Long-distance electron1 and proton transfer (or transport)2 are key processes in a considerable number of natural systems. When electron- and proton-transfer processes are coupled and involve different sites (proton-coupled electron transfer (PCET) reactions),3 the occurrence of concerted proton–electron transfer (CPET) reactions usually require the presence of a hydrogen bond between the proton borne by the group being oxidized and the proton acceptor (and vice versa for a reduction process), as is appears to be the case in emblematic systems such as photosystem II4 and ribonucleotide reductase.5 The distances over which the proton may travel as the result of a CPET reaction are limited to values that usually induce the formation of a hydrogen bond in the starting molecule.
Herein we explore the idea according to which this distance might be substantially increased by inserting a hydrogen-bond relay between the group being oxidized and the distant proton acceptor as represented in Scheme 1.6a,b The relay is a group bearing a hydrogen atom, able to accept a hydrogen bond from the moiety being oxidized and, at the same time, able to form a hydrogen bond with the proton accepting group without going through a protonated state in the course of the reaction.
Although other moieties could play a similar function, we have selected an OH group for this purpose—having in mind the role sometimes invoked of water molecules in PCET reactions.7 The molecule in Scheme 1 does not retain the properties of chains of water molecules engaged in a Grotthuss-type transport of a proton,8 however the OH group possesses the basic property of water molecules in that it is both a hydrogen-bond acceptor and donor.

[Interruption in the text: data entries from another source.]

PR #1005, opened 2026-02-02
Fix definition of eff_noise_opers with torch tensor

a-corni:


pulser-core/pulser/noise_model.py
```diff
@@ -25,11 +25,17 @@
...
+import pulser.math as pm
 from pulser.constants import KB, KEFF, MASS, TRAP_WAVELENGTH
 from pulser.json.abstract_repr.serializer import AbstractReprEncoder
 from pulser.json.abstract_repr.validation import validate_abstract_repr
 from pulser.json.utils import get_dataclass_defaults
 
+try:
+    import torch
+except ImportError:  # pragma: no cover
+    pass
```
HGSilveri: nit: You can rely on `pm.torch` instead of importing explicitly

pulser-core/pulser/noise_model.py
HGSilveri, line 326: I think this would be preferable:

To test the occurrence of the reaction depicted in Scheme 1 we chose to use the electrochemical approach for the PCET reactions3b, 9 rather than the homogeneous approach. The main reason for this choice of nondestructive electrochemical techniques, such as cyclic voltammetry measurements,10 is the quick investigation of a continuous range of driving forces that leads to the determination of a standard rate constant (rate constant at zero driving force). The main features of the typical cyclic voltammogram shown in Figure 1 a are a one-electron stoichiometry (determined from the peak height) and chemical reversibility, thus indicating that the cation radical 2 a resulting from oxidation is stable on the cyclic voltammetric time scale. Species 2 a is actually stable for longer periods of time as revealed by preparative-scale electrolysis6c at 1.34 V vs. NHE. These results confirmed the one-electron stoichiometry and the formation of the expected radical cation 2 a, which is characterized by a typical UV/Vis spectrum for a phenoxyl radical species11 (λ: 389, 407, 645 nm; ε: 1507, 1549, 164 L cm−1 mol−1). The infrared spectrum of 2 a shows the depletion of a band at 1631 cm−1 corresponding to a CC vibration of the pyridine moiety (the second pyridine CC band is hidden by the supporting electrolyte). The same evolution was observed upon protonation of 2,4,6-trimethyl pyridine (band at 1633 cm−1), thus confirming that the pyridine moiety is protonated upon generation of the phenoxyl radical species.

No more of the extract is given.